PR #1127, opened 2023-02-17
PID namespace for wakebox isolation

mmjconolly:
Introduces a PID namespace for wakebox (linux-only).

Wakebox was leaking the existence of a file via `/proc/self/fd`. 
The file was used to let the `fuse-waked` daemon know when all users of it's fuse mountpoint had closed, by wakebox leaving the file open as child processes forked.
The file was not actually accessible by wakebox's payload command however, as it is hidden by the mount table changes where we bind-mount `workspace/.fuse/$UID.$GID` onto `workspace/`.

The motivation of this change, is that some payload commands actually try to read the files symlinked via `/proc/self/fd`, so those payloads would encounter the unexpected situation of a file that _is_ open, but where the path is not accessible.

Changes (linux only): 
* the live file for fuse-waked is closed on exec
* instead of exec-ing the payload command directly, a `clone()` is called with a flag to create a new PID namespace
* the function started by clone() is PID1, mounts a new procfs, fork/execs the payload command, and then waits for _all_ children to terminate. Any orphaned children are re-parented to this new PID1.

The process tree view from inside wakebox (on linux)
```
$ wakebox ps
    PID TTY          TIME CMD
      1 pts/96   00:00:00 wb-pid-ns
      2 pts/96   00:00:00 ps

$ wakebox ps aux
USER         PID %CPU %MEM    VSZ   RSS TTY      STAT START   TIME COMMAND
root           1  0.0  0.0  15008   216 pts/96   S+   15:52   0:00 wakebox ps aux
root           2  0.0  0.0  44704  3448 pts/96   R+   15:52   0:00 ps aux
```

Open files according to the payload command:
```
# Before this PR:
$ old-wakebox bash -c "ls -l /proc/self/fd"
total 0
lrwx------. 1 root root 64 Feb 16 16:00 0 -> /dev/pts/96
lrwx------. 1 root root 64 Feb 16 16:00 1 -> /dev/pts/96
lrwx------. 1 root root 64 Feb 16 16:00 2 -> /dev/pts/96
lr-x------. 1 root root 64 Feb 16 16:00 3 -> /proc/1234566/fd
lrwx------. 1 root root 64 Feb 16 16:00 4 -> /home/user/wake/.fuse/1000.1000/.l.1234567

# This PR applied:
$ wakebox bash -c "ls -l /proc/self/fd"
total 0
lrwx------. 1 root root 64 Feb 16 16:01 0 -> /dev/pts/96
lrwx------. 1 root root 64 Feb 16 16:01 1 -> /dev/pts/96
lrwx------. 1 root root 64 Feb 16 16:01 2 -> /dev/pts/96
lr-x------. 1 root root 64 Feb 16 16:01 3 -> /proc/2/fd
```

### DIFF
--- a/share/wake/lib/system/job.wake
+++ b/share/wake/lib/system/job.wake
@@ -805,17 +805,11 @@ export def getJobStatus (job: Job): Status = match (getJobReport job)
         else
             Signaled (-status)
 
-# Implement FUSE-based Runner
-# The FUSE runner on linux supports a few isolation options via resources:
-# - "isolate/user": the Job will appear to run as root
-# - "isolate/host": make the hostname appear to be "build.local"
-# - "isolate/net": disables network access
-# - "isolate/workspace": makes the build appear run in /var/cache/wake
-#    ... if /var/cache/wake does not exist, a directory 'build/wake' is
-#        used relative to where wake has been installed
+# Location of the wake executable
 export def wakePath: String =
-    prim "execpath" # location of the wake executable
+    prim "execpath"
 
+# Implement FUSE-based Runner
 export def fuseRunner: Runner =
     def fuse = "{wakePath}/wakebox"
     def score _ = Pass 2.0
@@ -895,6 +889,8 @@ export def makeJSONRunner (plan: JSONRunnerPlan): Runner =
                     "stdin" :-> JString stdin,
                     "resources" :-> res | map JString | JArray,
                     "version" :-> JString version,
+                    "isolate-network" :-> JBoolean False,
+                    "isolate-pids" :-> JBoolean False,
                     "mount-ops" :-> JArray (JObject ("type" :-> JString "workspace", "destination" :-> JString ".", Nil), Nil),
                     "usage" :-> JObject (
                         "status" :-> JInteger status,
--- a/src/wakefs/fuse.cpp
+++ b/src/wakefs/fuse.cpp
@@ -37,6 +37,10 @@
 #include <iostream>
 #include <sstream>
 
+#ifdef __linux__
+#include <sys/prctl.h>
+#endif
+
 #include "compat/rusage.h"
 #include "json/json5.h"
 #include "namespace.h"
@@ -79,8 +83,8 @@ bool json_as_struct(const std::string &json, json_args &result) {
   return true;
 }
 
-static int execve_wrapper(const std::vector<std::string> &command,
-                          const std::vector<std::string> &environment) {
+int execve_wrapper(const std::vector<std::string> &command,
+                   const std::vector<std::string> &environment) {
   std::vector<const char *> cmd_args;
   for (auto &s : command) cmd_args.push_back(s.c_str());
   cmd_args.push_back(0);
@@ -148,6 +152,8 @@ bool run_in_fuse(fuse_args &args, int &status, std::string &result_json) {
       exit(1);
 
     if (!do_mounts(args.mount_ops, args.daemon.mount_subdir, envs_from_mounts)) exit(1);
+
+    prctl(PR_SET_NAME, "wb-mount-ns", 0, 0, 0);
 #endif
 
     if (chdir(args.command_running_dir.c_str()) != 0) {
@@ -185,8 +191,13 @@ bool run_in_fuse(fuse_args &args, int &status, std::string &result_json) {
       }
     }
 
+#ifdef __linux__
+    pidns_args nsargs = {command, args.environment};
+    exec_in_pidns(&nsargs);
+#else
     int err = execve_wrapper(command, args.environment);
     std::cerr << "execve " << command[0] << ": " << strerror(err) << std::endl;
+#endif
     exit(1);
   }
 
--- a/src/wakefs/fuse.cpp
+++ b/src/wakefs/fuse.cpp
@@ -195,7 +195,7 @@ bool run_in_fuse(fuse_args &args, int &status, std::string &result_json) {
 #ifdef __linux__
     if (args.isolate_pids) {
       pidns_args nsargs = {command, args.environment};
-      exec_in_pidns(&nsargs);
+      exec_in_pidns(nsargs);
     } else {
 #endif
       int err = execve_wrapper(command, args.environment);
--- a/src/wakefs/fuse.cpp
+++ b/src/wakefs/fuse.cpp
@@ -65,6 +65,7 @@ bool json_as_struct(const std::string &json, json_args &result) {
   result.stdin_file = jast.get("stdin").value;
 
   result.isolate_network = jast.get("isolate-network").kind == JSON_TRUE;
+  result.isolate_pids = jast.get("isolate-pids").kind == JSON_TRUE;
 
   result.hostname = jast.get("hostname").value;
   result.domainname = jast.get("domainname").value;
@@ -137,7 +138,7 @@ bool run_in_fuse(fuse_args &args, int &status, std::string &result_json) {
     return false;
   }
 
-  if (!args.daemon.connect(args.visible)) return false;
+  if (!args.daemon.connect(args.visible, args.isolate_pids)) return false;
 
   struct timeval start;
   gettimeofday(&start, 0);
@@ -192,11 +193,15 @@ bool run_in_fuse(fuse_args &args, int &status, std::string &result_json) {
     }
 
 #ifdef __linux__
-    pidns_args nsargs = {command, args.environment};
-    exec_in_pidns(&nsargs);
-#else
-    int err = execve_wrapper(command, args.environment);
-    std::cerr << "execve " << command[0] << ": " << strerror(err) << std::endl;
+    if (args.isolate_pids) {
+      pidns_args nsargs = {command, args.environment};
+      exec_in_pidns(&nsargs);
+    } else {
+#endif
+      int err = execve_wrapper(command, args.environment);
+      std::cerr << "execve " << command[0] << ": " << strerror(err) << std::endl;
+#ifdef __linux__
+    }
 #endif
     exit(1);
   }
--- a/src/wakefs/namespace.cpp
+++ b/src/wakefs/namespace.cpp
@@ -433,11 +433,13 @@ bool get_workspace_dir(const std::vector<mount_op> &mount_ops,
 
 bool setup_user_namespaces(int id_user, int id_group, bool isolate_network,
                            const std::string &hostname, const std::string &domainname) {
-  // Later we will create a PID namespace.
-  // TODO explain this, if it works in CI.
+  // If we have permissions in the current mount namespace, create a fresh /proc mount.
+  // This can avoid issues where the mount propagation setting for /proc in the
+  // current namespace is set to MS_UNBINDABLE.
   int err = mount("proc", "/proc", "proc", 0, nullptr);
-  if (errno != EPERM && err == -1) {
-    std::cerr << "mount('proc', '/proc', 'proc', 0, nullptr): " << strerror(errno) << std::endl;
+  if (err == -1 && errno != EPERM && errno != EBUSY) {
+    std::cerr << "pre namespace setup: mount('proc', '/proc', 'proc', 0, nullptr): "
+              << strerror(errno) << std::endl;
     exit(1);
   }
 
@@ -484,7 +486,8 @@ bool setup_user_namespaces(int id_user, int id_group, bool isolate_network,
   // than leaking process ids from the exterior namespace.
   int err = mount("proc", "/proc", "proc", 0, nullptr);
   if (err == -1) {
-    std::cerr << "mount('proc', '/proc', 'proc', 0, nullptr): " << strerror(errno) << std::endl;
+    std::cerr << "new pid namespace: mount('proc', '/proc', 'proc', 0, nullptr): "
+              << strerror(errno) << std::endl;
     exit(1);
   }
 
--- a/src/wakefs/namespace.cpp
+++ b/src/wakefs/namespace.cpp
@@ -518,7 +518,7 @@ bool setup_user_namespaces(int id_user, int id_group, bool isolate_network,
   exit(-WTERMSIG(status));
 }
 
-[[noreturn]] void exec_in_pidns(pidns_args& nsargs) {
+[[noreturn]] void exec_in_pidns(pidns_args &nsargs) {
   alignas(16) uint8_t stack_buf[4096];
   void *child_stack = reinterpret_cast<void *>(stack_buf + sizeof(child_stack));
 
--- a/src/wakefs/namespace.cpp
+++ b/src/wakefs/namespace.cpp
@@ -518,21 +518,21 @@ bool setup_user_namespaces(int id_user, int id_group, bool isolate_network,
   exit(-WTERMSIG(status));
 }
 
-[[noreturn]] void exec_in_pidns(pidns_args *nsargs) {
+[[noreturn]] void exec_in_pidns(pidns_args& nsargs) {
   alignas(16) uint8_t stack_buf[4096];
   void *child_stack = reinterpret_cast<void *>(stack_buf + sizeof(child_stack));
 
   // Create a new thread in a PID namespace, calling pidns_init.
-  pid_t child_pid = clone(pidns_init, child_stack, CLONE_NEWPID | SIGCHLD, nsargs);
+  pid_t child_pid = clone(pidns_init, child_stack, CLONE_NEWPID | SIGCHLD, &nsargs);
   if (child_pid == -1) {
-    std::cerr << "clone " << nsargs->command[0] << ": " << strerror(errno) << std::endl;
+    std::cerr << "clone " << nsargs.command[0] << ": " << strerror(errno) << std::endl;
     exit(1);
   }
 
   // While we wait, the subdir_live_file for the fuse daemon will be held open.
   int status = 1;
   if (waitpid(child_pid, &status, 0) == -1) {
-    std::cerr << "waitpid (clone) " << nsargs->command[0] << std::endl;
+    std::cerr << "waitpid (clone) " << nsargs.command[0] << std::endl;
     exit(1);
   }
 
--- a/src/wakefs/namespace.cpp
+++ b/src/wakefs/namespace.cpp
@@ -433,6 +433,14 @@ bool get_workspace_dir(const std::vector<mount_op> &mount_ops,
 
 bool setup_user_namespaces(int id_user, int id_group, bool isolate_network,
                            const std::string &hostname, const std::string &domainname) {
+  // Later we will create a PID namespace.
+  // TODO explain this, if it works in CI.
+  int err = mount("proc", "/proc", "proc", 0, nullptr);
+  if (errno != EPERM && err == -1) {
+    std::cerr << "mount('proc', '/proc', 'proc', 0, nullptr): " << strerror(errno) << std::endl;
+    exit(1);
+  }
+
   uid_t real_euid = geteuid();
   gid_t real_egid = getegid();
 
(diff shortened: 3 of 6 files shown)


mmjconolly:
I haven't finished testing this manually (let alone writing tests), but I thought I'd get some eyes on this as I've not been able to give it a lot of time lately

JakeSiFive:
> the function started by clone() is PID1, mounts a new procfs, fork/execs the payload command, and then waits for all children to terminate. Any orphaned children are re-parented to this new PID1.

Do you wait on all children or do you wait on all processes in the namespace? Waiting on all processes in the namespace would let us avoid using unshare as a means to avoid fuse-waked getting SIGKILLed

src/wakefs/fuse.cpp
```diff
@@ -127,6 +129,32 @@ static bool collect_result_metadata(const std::string daemon_output, const struc
   return !result_ss.fail();
 }
 
+static void exec_in_pidns(pidns_args *nsargs) {
+  size_t stack_size = 1024 * 1024;
+  uint8_t *child_stack = (uint8_t *)malloc(stack_size) + stack_size;
```
JakeSiFive, line 134: malloc assures 8-byte aligned pointers but the x86_64 abi requires 16-byte aligned pointers. We should bump the pointer to alignment.

src/wakefs/namespace.cpp
```diff
@@ -459,4 +459,48 @@ bool setup_user_namespaces(int id_user, int id_group, bool isolate_network,
...
+  int err = mount("proc", "/proc", "proc", 0, NULL);
+  if (err == -1) {
+    std::cerr << "mount pidns proc" << strerror(err) << std::endl;
+    exit(1);
+  }
+
+  pid_t pid = fork();
+  if (pid == 0) {
+    // Execute the user-specified command.
+    pidns_args *args = (pidns_args *)arg;
```
JakeSiFive, line 480: reinterpret_cast instead of using a C-cast

```
const auto *args = reinterpret_cast<const pidns_args*>(arg);
```

src/wakefs/fuse.cpp
```diff
@@ -127,6 +129,32 @@ static bool collect_result_metadata(const std::string daemon_output, const struc
...
+
+  // Create a new thread in a PID namespace, calling pidns_init.
+  pid_t child_pid = clone(pidns_init, child_stack, CLONE_NEWPID | SIGCHLD, nsargs);
```
JakeSiFive, line 137: Ok I had to go read the clone docs. I knew it was how pthread_create and fork (and exec etc...) were all implemented but I didn't know the details of how to actually do that. Since neither CLONE_VM nor CLONE_THREAD is called, this is basically a fancy fork call. That also means that we don't have to worry about avoiding using TLS which was one of my first comments on this before I read more. Does that all sound correct to you?

src/wakefs/fuse.cpp
```diff
@@ -127,6 +129,32 @@ static bool collect_result_metadata(const std::string daemon_output, const struc
   return !result_ss.fail();
 }
 
+static void exec_in_pidns(pidns_args *nsargs) {
```
JakeSiFive, line 132: I think this can be a const reference instead of a pointer.

src/wakefs/fuse.cpp
```diff
@@ -79,8 +81,8 @@ bool json_as_struct(const std::string &json, json_args &result) {
   return true;
 }
 
-static int execve_wrapper(const std::vector<std::string> &command,
-                          const std::vector<std::string> &environment) {
+int execve_wrapper(const std::vector<std::string> &command,
```
JakeSiFive, line 84: This function now also needs a "NO TLS" warning on it as well.

src/wakefs/namespace.cpp
```diff
@@ -459,4 +459,48 @@ bool setup_user_namespaces(int id_user, int id_group, bool isolate_network,
...
+  prctl(PR_SET_NAME, "wb-pid-ns", 0, 0, 0);
+
+  // A fresh mount of procfs over the previous namespace's /proc.
+  // which we can only do as we're already in a mount namespace.
+  // Note that this is not a bind mount of an existing /proc.
+  // The new procfs will have the correct data for the new PID namespace, rather
+  // than leaking process ids from the exterior namespace.
+  int err = mount("proc", "/proc", "proc", 0, NULL);
+  if (err == -1) {
+    std::cerr << "mount pidns proc" << strerror(err) << std::endl;
```
JakeSiFive, line 473: Needs a space between strerror and the message
```
std::cerr << "mount('proc', '/proc', 'proc', 0, nullptr): " << strerror(err) << std::endl;
```

src/wakefs/namespace.cpp
```diff
@@ -459,4 +459,48 @@ bool setup_user_namespaces(int id_user, int id_group, bool isolate_network,
...
+int pidns_init(void *arg) {
+  // We should be in a new PID namespace now, label the process in 'ps'.
+  prctl(PR_SET_NAME, "wb-pid-ns", 0, 0, 0);
+
+  // A fresh mount of procfs over the previous namespace's /proc.
+  // which we can only do as we're already in a mount namespace.
+  // Note that this is not a bind mount of an existing /proc.
+  // The new procfs will have the correct data for the new PID namespace, rather
+  // than leaking process ids from the exterior namespace.
+  int err = mount("proc", "/proc", "proc", 0, NULL);
```
JakeSiFive, line 471: use nullptr instead of NULL please

src/wakefs/namespace.cpp
```diff
@@ -459,4 +459,48 @@ bool setup_user_namespaces(int id_user, int id_group, bool isolate_network,
...
+  // Wait for child processes, we are init(1) in this PID namespace.
+  int status;
+  while ((pid = waitpid(-1, &status, 0)) != 0) {
+    if (pid == -1) {
+      if (errno == ECHILD) {
+        break;  // all children have terminated
+      } else {
+        std::cerr << "waitpid: " << strerror(errno) << std::endl;
+        exit(errno);
+      }
```
JakeSiFive, line 495: You don't need the else branch here since you break before

src/wakefs/fuse.cpp
```diff
@@ -127,6 +129,32 @@ static bool collect_result_metadata(const std::string daemon_output, const struc
...
+  // Create a new thread in a PID namespace, calling pidns_init.
+  pid_t child_pid = clone(pidns_init, child_stack, CLONE_NEWPID | SIGCHLD, nsargs);
+  if (child_pid == -1) {
+    std::cerr << "clone " << nsargs->command[0] << ": " << strerror(errno) << std::endl;
+    exit(1);
+  }
+
+  // While we wait, the subdir_live_file for the fuse daemon will be held open.
+  int status = 1;
+  if (waitpid(child_pid, &status, 0) == -1) {
```
JakeSiFive, line 145: Ah so it looks like we only wait on the child to finish and not everything in the namespace. So we'll keep using unshare I guess.

JakeSiFive (commented):
This looks awesome! I'm excited to see this work.

src/wakefs/fuse.cpp
JakeSiFive: Ah, sadly that's not possible because glibc's clone makes modifications to the stack in the current address space before jumping into the child (which makes sense, it has to setup the arguments and return address etc...) so you have to give it some extra space. So I recommend `alignas(16) uint8_t child_stack[4096]` as that will protect you from any issues but it will still be on the stack so the child processes will get a plenty big stack (much bigger than 4096 bytes).

Another thing I got wrong but I see you got right is that you have to give the *last* byte because the stack grows towards lower addresses. You have an off by 1 error in yours though since the pointer you pass to clone has to be a valid byte, not just past the end of it. So add in a `+ sizeof(child_stack) - 1` but then you'll need to re-align it which means you have to do some pointer arithmetic...or you can just increase the size of child_stack by one so that its aligned after the subtraction.

```
alignas(16) uint8_t child_stack[4097];
void* stk = reinterpret_cast<void*>(child_stack + sizeof(child_stack) - 1);
pid_t child_pid = clone(pidns_init, stk, CLONE_NEWPID | SIGCHLD, nsargs);
```

I think that's all correct now.

src/wakefs/fuse.cpp
mmjconolly: I think I need to wait on the child regardless, so that we can capture it's exit code

src/wakefs/fuse.cpp
richardxia: I don't think the `- 1` is necessary. The official [man page](https://man7.org/linux/man-pages/man2/clone.2.html) has an example at the very bottom that points to just past the allocation. I think the reason it's fine is normally the stack pointer points to the _most recent_ value pushed to the stack, and the contract for a function is for it to change the stack pointer and to only use the address up to and including the new stack pointer value.

Stack-allocating the stack for the child process might be a bit dangerous, since if you overflow the child process's stack, it could clobber the parent process's stack.

I was a bit concerned about the `malloc` as well at first, but after reading through the rest of the PR more carefully, I see that the process that calls `exec_in_pidns()` will never return since it always exits.

richardxia:
Just to double check my understanding, with this change, there are now three processes involved?

- Grandparent
  - Calls `run_in_fuse()`, which will call the new `exec_in_pidns()` function
  - Never returns from `exec_in_pdns()`
  - Will hold on to the FUSE file descriptor
- Parent
  - The result of the `clone()` call in `exec_in_pidns()`, which starts executing `pidns_init()`
  - Is created in a new PID namespace
  - Is responsible for setting up the new PID namespace / `/proc` file system
  - Is PID 0 and is the "`init`" process of this new namespace, reaping child processes
- Child
  - The result of the `fork()` call in `pidns_init()`
  - All it does it call `execve_wrapper()` to actually run the command that the user specified

Both the grandparent and the parent `wait()` for all child processes to terminate, and the parent is guaranteed(?) to catch all descendant processes because it is the root of a new PID namespace, so even if user command leaves orphaned processes, they will get reparented to this PID root process.

At a high level, this makes sense to me. One question I have, though, is whether Grandparent and Parent need to be separate processes, or could we leak the FUSE file descriptor into the PID root process?

src/wakefs/fuse.cpp
JakeSiFive: Nothing will clobber because the memory is copy on write in the child process like it is with fork(). You have to specify CLONE_VM in order to get it to *not* copy on write. But you seem to be right about not needing the -1.

richardxia: I meant in the glibc `clone()` function, which does a bit of work in the current address space before actually calling the `clone` syscall.

JakeSiFive:
> so even if user command leaves orphaned processes, they will get reparented to this PID root process.
Also my earilier question
> Do you wait on all children or do you wait on all processes in the namespace?
I need some help understanding this. I'm not clear on if the Parent (per Richard's description) or the Child is the root of the namespace. I would have assumed the Parent was the root of the namespace. But the Child is the process that waits on all children. It would be nice if the root of the namespace did wait on all children because then we wouldn't need the unshare hack.

src/wakefs/fuse.cpp
richardxia: Right, yeah, I think I agree that that should be enough.

src/wakefs/fuse.cpp
```diff
@@ -127,6 +129,32 @@ static bool collect_result_metadata(const std::string daemon_output, const struc
...
+    std::cerr << "waitpid (clone) " << nsargs->command[0] << std::endl;
+    exit(1);
+  }
+
+  if (WIFEXITED(status)) {
+    exit(WEXITSTATUS(status));
+  } else {
+    exit(-WTERMSIG(status));
+  }
```
V-FEXrt, line 154: nit:

```
  if (WIFEXITED(status)) {
    exit(WEXITSTATUS(status));
  }
  exit(-WTERMSIG(status));
```

src/wakefs/namespace.cpp
```diff
@@ -459,4 +459,48 @@ bool setup_user_namespaces(int id_user, int id_group, bool isolate_network,
...
+    }
+  }
+
+  if (WIFEXITED(status)) {
+    status = WEXITSTATUS(status);
+  } else {
+    status = -WTERMSIG(status);
+  }
+  exit(status);
```
V-FEXrt, line 504: nit:

```
  if (WIFEXITED(status)) {
    exit(WEXITSTATUS(status));
  }
  exit(-WTERMSIG(status));
```

src/wakefs/fuse.cpp
mmjconolly: Is the consensus: stay with malloc() but use 1 page as size?

JakeSiFive: My understanding of the consensus was this. Having the stack allocated array be a page in size ensures that glibc won't clobber anything you care about and since you're using part of the stack the child processes stack will be close to the same size as the parent process's stack and there's no allocation.

```
alignas(16) uint8_t child_stack[4096];
void* stk = reinterpret_cast<void*>(child_stack + sizeof(child_stack));
pid_t child_pid = clone(pidns_init, stk, CLONE_NEWPID | SIGCHLD, nsargs);
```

◆ What to work on:
Whenever a line holds "EPERM", it counts; state the total for the records and add nothing.

◆ Written solution:
3